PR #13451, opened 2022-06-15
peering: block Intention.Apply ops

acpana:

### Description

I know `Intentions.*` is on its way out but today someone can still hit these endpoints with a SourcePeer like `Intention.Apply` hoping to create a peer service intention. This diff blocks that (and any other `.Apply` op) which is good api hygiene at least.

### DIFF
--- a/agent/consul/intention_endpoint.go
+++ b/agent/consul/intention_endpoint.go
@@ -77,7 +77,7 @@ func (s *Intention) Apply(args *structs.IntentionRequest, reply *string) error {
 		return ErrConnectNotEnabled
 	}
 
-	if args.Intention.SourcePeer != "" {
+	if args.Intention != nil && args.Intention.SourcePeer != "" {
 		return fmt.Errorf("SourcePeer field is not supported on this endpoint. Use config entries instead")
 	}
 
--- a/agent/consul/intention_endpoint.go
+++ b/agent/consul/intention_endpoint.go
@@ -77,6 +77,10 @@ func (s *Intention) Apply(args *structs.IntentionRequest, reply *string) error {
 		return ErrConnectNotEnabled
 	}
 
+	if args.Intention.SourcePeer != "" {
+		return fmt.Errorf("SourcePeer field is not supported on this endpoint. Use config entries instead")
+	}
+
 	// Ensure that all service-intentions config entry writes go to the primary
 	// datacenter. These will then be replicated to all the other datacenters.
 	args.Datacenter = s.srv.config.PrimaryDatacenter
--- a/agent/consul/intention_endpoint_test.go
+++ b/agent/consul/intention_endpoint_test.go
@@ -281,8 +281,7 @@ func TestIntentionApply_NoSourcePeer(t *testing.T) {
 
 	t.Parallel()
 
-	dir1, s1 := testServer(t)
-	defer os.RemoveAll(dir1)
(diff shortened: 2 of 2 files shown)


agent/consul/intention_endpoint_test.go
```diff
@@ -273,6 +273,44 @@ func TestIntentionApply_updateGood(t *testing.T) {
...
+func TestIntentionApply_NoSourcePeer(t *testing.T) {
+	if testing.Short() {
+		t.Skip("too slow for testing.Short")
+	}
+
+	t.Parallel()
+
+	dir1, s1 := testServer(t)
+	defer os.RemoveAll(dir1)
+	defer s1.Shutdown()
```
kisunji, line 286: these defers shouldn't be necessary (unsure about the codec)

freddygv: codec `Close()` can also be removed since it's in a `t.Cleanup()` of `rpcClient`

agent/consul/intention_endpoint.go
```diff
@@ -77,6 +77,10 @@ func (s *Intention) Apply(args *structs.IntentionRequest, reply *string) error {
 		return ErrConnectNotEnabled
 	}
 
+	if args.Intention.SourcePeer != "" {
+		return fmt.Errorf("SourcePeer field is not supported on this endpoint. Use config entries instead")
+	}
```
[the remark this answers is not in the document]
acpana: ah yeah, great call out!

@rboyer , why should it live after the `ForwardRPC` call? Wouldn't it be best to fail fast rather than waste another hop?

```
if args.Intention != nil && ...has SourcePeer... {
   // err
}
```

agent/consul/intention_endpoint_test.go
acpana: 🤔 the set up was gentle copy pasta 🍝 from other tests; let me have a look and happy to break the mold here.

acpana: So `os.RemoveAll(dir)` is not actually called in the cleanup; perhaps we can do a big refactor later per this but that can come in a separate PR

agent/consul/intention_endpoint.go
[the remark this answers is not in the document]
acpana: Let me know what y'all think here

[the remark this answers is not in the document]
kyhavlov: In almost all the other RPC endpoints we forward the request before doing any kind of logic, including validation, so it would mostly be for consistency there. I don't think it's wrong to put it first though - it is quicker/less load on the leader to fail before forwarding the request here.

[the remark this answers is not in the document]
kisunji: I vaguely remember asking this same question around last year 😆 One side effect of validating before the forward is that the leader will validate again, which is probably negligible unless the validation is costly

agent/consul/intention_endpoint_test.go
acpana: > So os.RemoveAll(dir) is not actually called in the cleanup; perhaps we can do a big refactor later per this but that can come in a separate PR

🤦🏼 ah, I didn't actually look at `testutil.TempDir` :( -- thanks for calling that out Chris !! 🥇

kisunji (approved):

◆ ◆ ◆

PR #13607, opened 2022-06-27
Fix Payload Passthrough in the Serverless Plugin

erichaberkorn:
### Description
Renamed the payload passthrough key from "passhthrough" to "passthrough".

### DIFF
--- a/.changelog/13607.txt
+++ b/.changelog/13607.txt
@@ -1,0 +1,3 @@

◆ ◆ ◆

**WORK INSTRUCTION**
Give the number of lines in the records that hold the word "will", with no other words.

**RESULT OF THE EXERCISE**
2